The Golden State passed the law in October last year, but when confronted by patients asking whether they would be willing act in the event their condition worsened to a point of apparent hopelessness, some physicians say that while they recognize growing support for assisted suicide, the ethics of their medical education have not prepared them to end a patient's life.

"I think everyone has that personal, ethical dilemma because we're not really taught in medical school to cause someone's death, and yet we certainly think society is moving toward wanting the option," Daniel Mirda of the Association of Northern California Oncologists told the Associated Press.

The passage of the bill was hard-fought with many medical professionals and terminally ill patients working hard to ensure its success, often after having witnessed first-hand the prolonged suffering of a relative with a terminal diagnosis, as the Christian Science Monitor's Harry Brunius wrote last year. Furthermore, the high cost of health care in the United States and the patchy availability of palliative care around the nation gave extra force to the case for such laws.

There are, however, concerns from some in the medical field that such a law will lead to premature decisions, misdiagnoses, and less support for palliative care, which often includes the sedation to relieve suffering.

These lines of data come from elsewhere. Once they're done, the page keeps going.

PR #195, opened 2015-04-13
Sign off drafts

marcgreenstock:
It's a little rough and kind of rushed, but here it finally is, the last part of https://github.com/rails-girls-summer-of-code/rgsoc-teams/issues/144

### DIFF
--- a/app/models/application_draft.rb
+++ b/app/models/application_draft.rb
@@ -1,6 +1,4 @@
 class ApplicationDraft < ActiveRecord::Base
-  class CurrentUserNotProvided < StandardError; end
-
   include HasSeason
 
   include AASM
@@ -85,6 +83,7 @@ class ApplicationDraft < ActiveRecord::Base
   aasm :column => :state, :no_direct_assignment => true do
     state :draft, :initial => true
     state :applied
+    state :signed_off
 
     event :submit_application do
       after do |applied_at_time = nil|
@@ -94,30 +93,24 @@ class ApplicationDraft < ActiveRecord::Base
 
       transitions :from => :draft, :to => :applied, :guard => :ready?
     end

The Alliance of Catholic Hospitals has said its hospitals won't issue life-ending prescriptions because that would go against the church's stance on assisted suicide. At the same time the church can't stop affiliated physicians from talking about it or referring patients to institutions that are willing to dispense the drugs.

California is considered a testing ground for whether the physician-assisted suicide could spread nationwide. States that already have such laws – Oregon, Washington, and Vermont – are home to predominantly wealthy, white demographics. California's economic and demographic diversity will give the new law a stress test, such as whether economic considerations may pressure a family to choose euthanasia for a loved one.

It is not yet clear how soon the first prescription will be written. Under the law, patients have to be declared by their physician to have six months or less to live, make two verbal requests within 15 days of each other, and submit a request in writing.

This report contains material from the Associated Press.